Start of Data supplied
PR #3113, opened 2026-01-22
[MAINT] enable nilnesserr linter

deiga:
----

### Before the change?

- Code could be checking for `if err != nil` but return a different error

### After the change?

- Linter will mark that every checked error is being returned correctly

### Pull request checklist

- [ ] Yes
- [x] No

----

### DIFF
--- a/.golangci.yml
+++ b/.golangci.yml
@@ -19,6 +19,7 @@ linters:
     - misspell
     - modernize
     - nilerr
+    - nilnesserr
     - predeclared
     - staticcheck
     - unconvert
--- a/.golangci.yml
+++ b/.golangci.yml
@@ -1,4 +1,4 @@
-version: "2"
+version: '2'
 run:
   modules-download-mode: vendor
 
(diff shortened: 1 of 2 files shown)


.golangci.yml
```diff
@@ -1,4 +1,4 @@
-version: "2"
+version: '2'
```
stevehipwell: Please don't modify the YAML formatting.

.golangci.yml
```diff
@@ -44,7 +45,7 @@ linters:
         text: always receives
       - linters:
           - staticcheck
-        text: "SA1019.*ByID.*deprecated"
+        text: 'SA1019.*ByID.*deprecated'
```
stevehipwell: Same as above.

stevehipwell (changes requested):
I like this idea, minor nits to fix.

FYI we still have a core linter disabled which need the code updating to re-enable it.

deiga:
> I like this idea, minor nits to fix.
> 
> FYI we still have a core linter disabled which need the code updating to re-enable it.

Yeah, I tried enabling it and was overwhelmed 😂

stevehipwell (dismissed):
LGTM

stevehipwell (approved):
LGTM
End of Data supplied
• _Work to be completed_: Search the records for the string "like", and copy every line that holds it.

• _Exercise answer_:
I like this idea, minor nits to fix.
> I like this idea, minor nits to fix.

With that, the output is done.